I have been working in a mildly successful IBM product for the last 12 years. Some years ago my boss at the time warned me about something I am now experiencing first hand: Well connected higher ups work on the flashy IBM fad that almost always fail (block chain, cp4d, Watson health, Watsonx….) then a layoff happens, the base workers and the first line take most of the blow, and these professional bosses are parachuted into a more established product. It’s been 8 months since a big layoff impacted my team, the layoff came with new bosses, all of them from failed products. They know nothing about my product (and are not willing to learn), but keep making decisions that they are not (remotely) capable of understanding their consequences , they all came with big attitude and egos; always ready to hoard the travel opportunities and post in LinkedIn at every turn. They will surely sink the product and jump to the next one. Have you seen this as well?
9 replies (most recent on top)
@OP - Have you ever thought how IBM is able to sell such products to the clients? Clients also have similar mo--ns who know nothing about the product or how the product they are spending millions for is going to solve their business need, but they are in the position to make such purchasing decisions and that is what keeps IBM in business.
The moment engineers like you and I and several others who have what it takes to build a product get into these positions, the professional landscape is going to look a lot different. IBM knows it and so does other fortune 500 companies, and they would never want us in these decision making positions.
@ag every project that senior manage touches ends up in the graveyard
@b8 LOL. Kinda the same system they use to move around child-molesting priests.
Ah, you've discovered chaalaki.
Basically chaalaki is the Grindset Mindset as applied to a deeply broken, unethical culture. To wit: chaalaki means that looking like you're hard working or successful is more important than actually doing hard work or being successful.
They show up in your project, shout some useless advice (so they can claim ownership of your success), then post on LinkedIn like a roided up gym bro about how awesome they are with [hashtag buzzword soup]. Much chaalaki, much izzat.
If your project fails, their cousin in HR or above them will move them to a different project, because to let them get fired would harm their family's izzat and they're probably getting kickbacks.
(BTW, the big attitude and egos are them thinking you respect their bugman caste system. You're supposed to be in awe at their mere presence.)
@as Ditto. I've seen it happen more than once. Lots of effort put into those ppt slides, little to none put into the actual product.

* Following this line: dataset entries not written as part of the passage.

PR #2212, opened 2024-12-16
source-oracle-flashback: float types with precision < 18 are not string

mdibaiee:
**Description:**

- When emitting documents, [we emit numbers](https://github.com/estuary/connectors/blob/main/source-oracle-flashback/source_oracle_flashback/api.py#L326-L328) with a precision higher than 18 as python's `decimal.Decimal`, which is then encoded as a JSON string. This is applied on all numeric types. When doing discovery, we were correctly discovering `NUMBER` columns with a precision of less than 18 as `type: number`, and those with a higher precision as `type: string, format: number`, but we were not doing the same thing for `FLOAT` types (`DOUBLE PRECISION` is an alias for `FLOAT(126)`). Updated that code so that discovery's behavior matches the emitted values.

**Workflow steps:**

**Notes for reviewers:**

- - -
This change is [Reviewable](https://reviewable.io/reviews/estuary/connectors/2212)


Alex-Bair (approved):
LGTM

PR #2217, opened 2024-12-17
Bair/braintree misc improvements

Alex-Bair:
**Description:**

This PR's scope includes:
- dynamically reducing window sizes for most incremental streams if they hit the limit for a single Braintree search.
  - Window sizes that are too large are cut in half until the number of returned results is below the search limit.
  - This is implemented for all incremental streams except `disputes`. `disputes` does not indicate how many results are in a search, meaning we have to iterate over & count results to know if the search limit is hit. Our CDK does not have a "rollback" mechanism to discard/ignore previously yielded but not checkpointed documents. So `disputes` still crashes if the configured window size is too large.
- a couple bug fixes around `disputes`
  - The start date does not need pushed back a day for each sweep. I initially thought `DisputeSearch.received_date.between(start,end)` was exclusive of the `start` date, but that was incorrect.
  - `most_recent_created_at` is now updated whenever a document's `created_at` is more recent than `most_recent_created_at`. Previously, this was updated when `created_at` was more recent than the previous `log_cursor`, and since results are returned in descending order, we were yielding duplicate documents and not updating the cursor to the most recent `created_at` value.

**Workflow steps:**

**Notes for reviewers:**

- Window sizes for non-`disputes` incremental streams are reduced until there are fewer than `search_limit` results in the date window.
- If the window size is less than 1 second, the connector errors.
- `disputes` now updates its cursor to the most recent document's `created_at` whenever any documents are found in a date window.

### DIFF
--- a/source-braintree-native/source_braintree_native/api.py
+++ b/source-braintree-native/source_braintree_native/api.py
@@ -384,15 +384,15 @@ async def fetch_disputes(
 ) -> AsyncGenerator[IncrementalResource | LogCursor, None]:
     assert isinstance(log_cursor, datetime)
     most_recent_created_at = log_cursor
-    # The start date must be shifted back 1 day since we have to query Braintree using the received_date field,
-    # which is less granular than the created_at cursor field (date vs. datetime).
-    start = log_cursor - timedelta(days=1)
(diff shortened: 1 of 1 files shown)


williamhbaker (approved):
LGTM

PR #2218, opened 2024-12-18
source-genesys: fix `conversations` default param bug

Alex-Bair:
**Description:**

In Python, default parameters are evaluated once when the function definition is executed ([source](https://docs.python.org/3/reference/compound_stmts.html#function-definitions)). This means that a default param of `datetime.now(tz=UTC)` is only evaluated when the program starts up, and that same value is used for each subsequent function call. Meaning that within the connector, `_perform_conversation_job` was using a fixed end date and not incrementing it over time.

Now, a default value of `None` is used in `_perform_conversation_job` to indicate that the current time should be used as the end date.

**Workflow steps:**

**Notes for reviewers:**

Tested on a local stack. Confirmed that not providing an `end_date` argument for `_perform_conversation_job` will cause `end_date` to be the current datetime instead of when the connector last restarted.

- - -
This change is [Reviewable](https://reviewable.io/reviews/estuary/connectors/2218)

### DIFF
--- a/source-genesys/source_genesys/api.py
+++ b/source-genesys/source_genesys/api.py
@@ -87,13 +87,17 @@ async def _perform_conversation_job(
         domain: str,
         log: Logger,
         start_date: datetime,
-        end_date: datetime = datetime.now(tz=UTC),
+        end_date: datetime | None = None,
 ) -> AsyncGenerator[Conversation, None]:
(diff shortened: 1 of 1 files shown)


williamhbaker (approved):
LGTM

PR #2740, opened 2025-04-29
source-chargebee-native: ensure API request interval is valid

JustinASmith:
**Description:**

This PR should fix an issue identified in a capture where the `start` was after the `end`  end time for `created_at[between]` and `updated_at[between]` for incremental `fetch_changes` due to updating the `max_updated_at` timestamp in the `while` loop without checking that it is before the `log_cursor` and simultaneously using the `max_updated_at` in the API request instead of using the same `start`/`end` times for the API requests.

This PR introduces a check that will skip yielding documents if the `updated_at` is beyond the `log_cursor` and keeps the `start` time for the API requests the same. Additionally, there is a `le=datetime.now(tz=UTC)` check on the `EndpointConfig` model which will prevent the user from specifying a `start_date` that is in the future.

**Workflow steps:**

**Notes for reviewers:**

- - -
This change is [Reviewable](https://reviewable.io/reviews/estuary/connectors/2740)

### DIFF
--- a/source-chargebee-native/source_chargebee_native/api.py
+++ b/source-chargebee-native/source_chargebee_native/api.py
@@ -154,9 +154,10 @@ async def fetch_resource_changes(
 ) -> AsyncGenerator[ChargebeeResource | LogCursor, None]:
     assert isinstance(log_cursor, int)
 
-    max_updated_at = _ts_to_dt(log_cursor)
+    start_date = _ts_to_dt(log_cursor)
+    end_date = min(start_date + timedelta(days=30), datetime.now(tz=UTC))
+    max_updated_at = start_date
     has_results = False
-    end_date = min(max_updated_at + timedelta(days=30), datetime.now(tz=UTC))
     offset = None
 
     while True:
@@ -165,7 +166,7 @@ async def fetch_resource_changes(
             log,
             site,
             resource_name,
-            max_updated_at,
+            start_date,
             end_date,
             offset,
             True,
@@ -178,6 +179,9 @@ async def fetch_resource_changes(
         has_results = True
 
         for doc in resource_data:
+            if doc.cursor_value > log_cursor:
+                continue
+
             max_updated_at = max(max_updated_at, _ts_to_dt(doc.cursor_value))
 
             if doc.deleted:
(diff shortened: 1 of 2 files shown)


source-chargebee-native/source_chargebee_native/api.py
```diff
@@ -122,6 +123,11 @@ async def fetch_resource_page(
     assert isinstance(cutoff, datetime)
     assert isinstance(offset, str | None)
 
+    if cutoff < start_date or (cutoff - start_date) < MIN_INCREMENTAL_INTERVAL:
```
Alex-Bair, line 126: We shouldn't use the `(cutoff - start_date) < MIN_INCREMENTAL_INTERVAL` for the backfill task, right? Even if the backfill window is 1 second wide, we should check it for records.

And do you anticipate a situation where `cutoff < start_date` would be true? The only time I could see this happening is if a user specified a start date in the future.

source-chargebee-native/source_chargebee_native/api.py
```diff
@@ -154,18 +160,24 @@ async def fetch_resource_changes(
...
 
-    max_updated_at = _ts_to_dt(log_cursor)
+    start_date = _ts_to_dt(log_cursor)
+    end_date = min(start_date + timedelta(days=30), datetime.now(tz=UTC))
+    max_updated_at = start_date
     has_results = False
-    end_date = min(max_updated_at + timedelta(days=30), datetime.now(tz=UTC))
     offset = None
 
+    if end_date < start_date or (end_date - start_date) < MIN_INCREMENTAL_INTERVAL:
```
Alex-Bair, line 169: I'm not sure we need these checks in the incremental tasks. `end_date` should always be larger than `start_date`, and (unless I'm missing some Chargebee-specific behavior) there's not a reason we need to ensure the date window we check is a certain size, right?

Alex-Bair (approved):
LGTM % a couple questions. If I'm understanding the issue correctly, I think we just need to pin the `start_date` value used in requests & skip any records from Chargebee that are updated outside the date window we're checking.

source-chargebee-native/source_chargebee_native/api.py
JustinASmith: You are right. I did some more thinking and really the update in this PR that fixes the issue is not using the `max_updated_at` in the API request since it updates in the while loop and there is not a reason to update it anyway.

I will remove these checks for `cutoff < start_date or (cutoff - start_date) < MIN_INCREMENTAL_INTERVAL` since they are no longer needed. Plus, I will add a `le=datetime.now(tz=UTC)` to the `EndpointConfig.start_date` so that all start dates specified by the user need to be less than or equal to the current time.

JustinASmith: Additionally, the check in the `fetch_changes` functions where we were previously just yielding `doc` will now only yield the doc and update the `max_updated_at` if the `cursor_value` is less than or equal to the `log_cursor`. This should prevent any jumps in our `log_cursor` which could cause missed data. The only scenario I can think of where this may happen is when a resource in Chargebee is updated as we make our API request and when their backend is collecting the results it somehow includes the record that was updated outside of are `start`/`end` time window.

PR #2742, opened 2025-04-30
source-iterable: require primary keys in schemas

Alex-Bair:
**Description:**

Primary keys were previously not required in the various streams' schemas. Materializations can't materialize collection with nullable primary key fields when there's no default value annotation, so these collections couldn't be materialized. Making the primary keys required fixes this & allows collections to be materialized.

I updated `lists` to disallow `null` as a possible `id`. PKs for all other streams were already not allowed as explicit `null`s. 

Discover snapshot changes are expected due to requiring primary key fields. (jsondiff)

**Workflow steps:**

**Notes for reviewers:**

Tested on a local stack. Confirmed tables for collections could be created in a dockerized PostgreSQL instance.

I did notice that `events` does not have a primary key, but I decided to not add one to avoid re-versioning existing collections. We may want to revisit this later, or consider adding a primary key if we decide to make a native version of this connector.

- - -
This change is [Reviewable](https://reviewable.io/reviews/estuary/connectors/2742)


williamhbaker (approved):
LGTM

Well put, @ad+1kw “: they decide to push the proof of concept with some shiny power point slides as a finished product”
MRAM guys?
@ad They are called consultants and IBM Consulting is full of these people who need to be sent packing. Unfortunately they can get away with mu---r while you will be put on a PIP and shown the door with 2 weeks severance, if you are lucky.
you are talking about the bosses who want you to work on the product that was sourced as an acquisition and then got ba----dized to integrate into hundreds of useless non working products under IBM umbrella, and have all the features ready in time for what they promised to the customer by a certain date, and when you ask them for the budget to fund the development, they disappear after directing you to finance, then to please the customer, they decide to push the proof of concept with some shiny power point slides as a finished product, tell you to mark a certain percentage of people in your department as low performers, meanwhile cybersecurity is doing an audit and comes with a charter of obviously missing guardrails, and when things fail, you get yelled and and take the blame - yes, seen them and they sound like sales and finance guys who never built a product or even wrote a single line of code, yet are so fluent at bullsh-tting and selling cr-p for millions of dollars that doesn't work and are rewarded by the management for doing so.